I don't know about you, but I find myself cheering out loud whenever I hear about a woman in her 90s or older who dies. Of course, I'm not happy about their leaving this world for whatever is next; it's just that it gives me hope that I, too, will lead a long and, hopefully, healthy, fulfilling life. There is strength in numbers.


We rarely hear about someone's--just anyone's--great grandmother or great aunt--who lives well into their nineties. Maybe there's a post on Facebook (I linked to one in my last blog) about a woman who is spry and active and happy to be alive. For the most part, though, it's celebrities who make the news.


Doris Day, age 90


Like Doris Day. She died at 97 just two weeks ago. I know you may have been surprised that she was, until that day, still alive. I know I was. Day didn't like to give interviews; she'd stayed out of the public eye for decades. But Terry Gross, host of NPR's "Fresh Air," snagged a chat with Day that aired one day before her 88th birthday.


I listened to the interview in my car on the way home from spending way too much on a new bra. (Just for the record: I had no idea that bra sizes went beyond DDDs.)

Anyway, back to Terry Gross's interview. She asked Day why she'd left the movies. Day explained that she felt a need to "quiet down." She moved to Carmel where she got involved in the SPCA and, at one time, had thirty dogs living in her home.


Maybe it was her love of animals or maybe the longevity genes she inherited. But in this interview, Day sounded upbeat and at peace with the life she'd created post Hollywood.


So, yes, I cheered for Doris Day--for her long, eventful life.




I cheer for men, too, like the author Herman Wouk who died ten days before turning 104! He was working on yet another book (!) to follow Sailor and Fiddler: Reflections of a 100-Year-Old Author. Wouk credited his long life to a loving marriage, writing, and faith.

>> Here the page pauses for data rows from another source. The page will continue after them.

PR #585, opened 2015-06-22
Add support for Javascript output in BrowserConsoleHandler

daniel-adlantic:
Up to now, BrowserConsoleHandler only shows output when output header is text/html. However many of our applications also use application/javascript (and obsolete text/javascript). With this PR, generated javascript will also be returned, but without the script tags.


Seldaek:
Not such a common use case to generate JS with php requests I guess but patch looks good, thanks

PR #586, opened 2015-06-22
Update composer.json

gonzalodenari:
There was missing the comma to separate versions

[UnexpectedValueException]                                                          
  Could not parse version constraint >=0.90 <3.0: Invalid version string "0.90 <3.0"


Seldaek:
Just needs an update of composer to support the new constraints

PR #591, opened 2015-06-24
Fix typo in composer.json

trsteel88:


trsteel88:
Composer was failing with the following error.

```
 [UnexpectedValueException]                                                          
 Could not parse version constraint >=0.90 <3.0: Invalid version string "0.90 <3:.0"
The PHP Package Repository
```

However, updating composer resolved the problem.

PR #601, opened 2015-07-09
Fix link to seperate readme

Xosofox:
After readme being split into parts, link needs to go to dedicated chapter


Seldaek:
Thanks

PR #364, opened 2020-03-04
Show construction size when creating draggable buildings

crudelios:
Feature:

Construction size

This is added as a config setting.


src/widget/city.c
```diff
@@ -58,30 +58,41 @@ void widget_city_draw_for_figure(int figure_id, pixel_coordinate *coord)
...
     if (!building_construction_in_progress()) {
         return;
     }
     if (scroll_in_progress()) {
         return;
     }
+    int size_x, size_y;
     int cost = building_construction_cost();
-    if (!cost) {
+    int size = building_construction_size(&size_x, &size_y);
```
bvschaik: Rename `size` to `has_size` to indicate that it's a boolean.

src/building/construction.c
```diff
@@ -334,6 +335,26 @@ int building_construction_cost(void)
...
+    }
+    *x = data.end.x - data.start.x;
+    *y = data.end.y - data.start.y;
+    if (*x < 0) {
+        *x = -*x;
+    }
+    if (*y < 0) {
+        *y = -*y;
+    }
+    (*x)++;
```
bvschaik: I prefer using local variables to calculate the value and then at the very end assign them to the passed pointers, to prevent this pointer "magic".

PR #365, opened 2020-03-05
Android build preparation: Handle virtual keyboard

crudelios:
This only works for platforms which use a virtual keyboard, which are Switch, Vita and Android.

This allows the virtual keyboard to display automatically when the input box is pressed.

It may already work with Vita and Switch, but it's untested. On the worst case it should behave exactly like until now.

### DIFF
--- a/src/platform/virtual_keyboard.c
+++ b/src/platform/virtual_keyboard.c
@@ -4,39 +4,16 @@
 
 #include "SDL.h"
 
-static int active;
-
-void platform_virtual_keyboard_start(void)
-{
-    if (system_use_virtual_keyboard()) {
-        SDL_StopTextInput();
-    }
-    active = 1;
-}
-
-void platform_virtual_keyboard_resume(void)
-{
-    active = 1;
-}
-
-void platform_virtual_keyboard_stop(void)
-{
-    if (system_use_virtual_keyboard()) {
-        SDL_StopTextInput();
-    }
-    active = 0;
-}
-
 void platform_virtual_keyboard_show(void)
 {
-    if (active && system_use_virtual_keyboard()) {
+    if (system_use_virtual_keyboard()) {
         SDL_StartTextInput();
     }
 }
 
 void platform_virtual_keyboard_hide(void)
 {
-    if (active && system_use_virtual_keyboard()) {
+    if (system_use_virtual_keyboard()) {
         SDL_StopTextInput();
     }
 }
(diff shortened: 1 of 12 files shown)


src/window/new_career.c
```diff
@@ -66,7 +69,9 @@ static void handle_mouse(const mouse *m)
         window_go_back();
     }
```
bvschaik: Shouldn't we `return` here?

src/widget/input_box.h
```diff
@@ -0,0 +1,18 @@
...
+#define WIDGET_INPUT_BOX_H
+
+#include "input/mouse.h"
+
+#define INPUT_BOX_BLOCK_SIZE 16
+
+typedef struct {
+    int x;
+    int y;
+    int w;
```
bvschaik: Suggestion: call `w` and `h`, `width_blocks` and `height_blocks`, to make it clear that the unit is blocks instead of pixels.

src/widget/input_box.c
```diff
@@ -0,0 +1,29 @@
...
+    int selected = is_mouse_inside_input(m, box);
+    if (!platform_virtual_keyboard_showing() && selected) {
+        platform_virtual_keyboard_show();
+    } else if (platform_virtual_keyboard_showing() && !selected) {
+        platform_virtual_keyboard_hide();
+    }
+    return selected;
+}
+
+void input_box_draw(const input_box *box)
```
bvschaik: I prefer having the `draw` function above the `handle_mouse` function: you have to draw first before you can interact with it. Same goes for the header file.

src/platform/virtual_keyboard.c
```diff
@@ -0,0 +1,47 @@
...
+    active = 1;
+}
+
+void platform_virtual_keyboard_stop(void)
+{
+    if (system_use_virtual_keyboard()) {
+        SDL_StopTextInput();
+    }
+    active = 0;
+}
```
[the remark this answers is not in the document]
crudelios: You're right, this is overcomplicated. `start` and `stop` don't seem needed, `show` and `hide` should be enough.

src/window/new_career.c
crudelios: I added a `return` on the latest commit and it doesn't show up in the changes, has that happened to you before?

devnoname120:
I've just tested and it doesn't work on the PS Vita. No regression though, the old behavior is kept.

PR #373, opened 2020-03-13
Drop unnecessary check on unsigned values

janisozaur:
Both figure.x and y are of unsigned char type and cannot be less than 0

https://github.com/bvschaik/julius/blob/b8e0fede7cc88b35e9bf6a0af978458f0aa5650e/src/figure/figure.h#L32-L33


bvschaik:
Thanks. I think that's a left-over from the time when I didn't know which `char`s were signed and which ones unsigned.

Issue #374, opened 2020-03-14
Add Alt+Return to switch between windowed mode and full screen mode


devnoname120:
Currently it's bound to <kbd>F6</kbd> but most games use <kbd>Alt</kbd> <kbd>Return</kbd> so for consistency reasons it would be nice to add/replace the hotkey.

PR #376, opened 2020-03-15
Fullscreen toggle with Alt+Return

devnoname120:
Close https://github.com/bvschaik/julius/issues/374.

### DIFF
--- a/src/platform/keyboard_input.c
+++ b/src/platform/keyboard_input.c
@@ -74,8 +74,9 @@ void platform_handle_key_down(SDL_KeyboardEvent *event)
     switch (event->keysym.sym) {
         case SDLK_RETURN:
         case SDLK_KP_ENTER:
-            if(!is_alt_down(event))
+            if (!is_alt_down(event)) {
                 keyboard_return();
+            }
             hotkey_enter(is_alt_down(event));
             break;
         case SDLK_BACKSPACE:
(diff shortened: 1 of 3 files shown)


src/platform/keyboard_input.c
```diff
@@ -74,8 +74,9 @@ void platform_handle_key_down(SDL_KeyboardEvent *event)
     switch (event->keysym.sym) {
         case SDLK_RETURN:
         case SDLK_KP_ENTER:
-            keyboard_return();
-            hotkey_enter();
+            if(!is_alt_down(event))
+                keyboard_return();
```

A year or two back, I wrote about filling in my birth year on one online form or another. You're asked to scroll down (or up) to click on the year you were born. For me, scrolling down to 1945 could be a depressing exercise. It took so damn long! Where had all those years gone? Had I used them wisely? Did I need to make amends and then some changes? I suppose one good thing about being an older women (man) is that we have the luxury of experience and can look back with an appreciation of what was and what may come. Still, I wish those computer nerds would figure out a more humane way of plugging in our date of birth. Maybe they should take pity on us older folks and start with the oldest among us and move down from there. Our time is precious.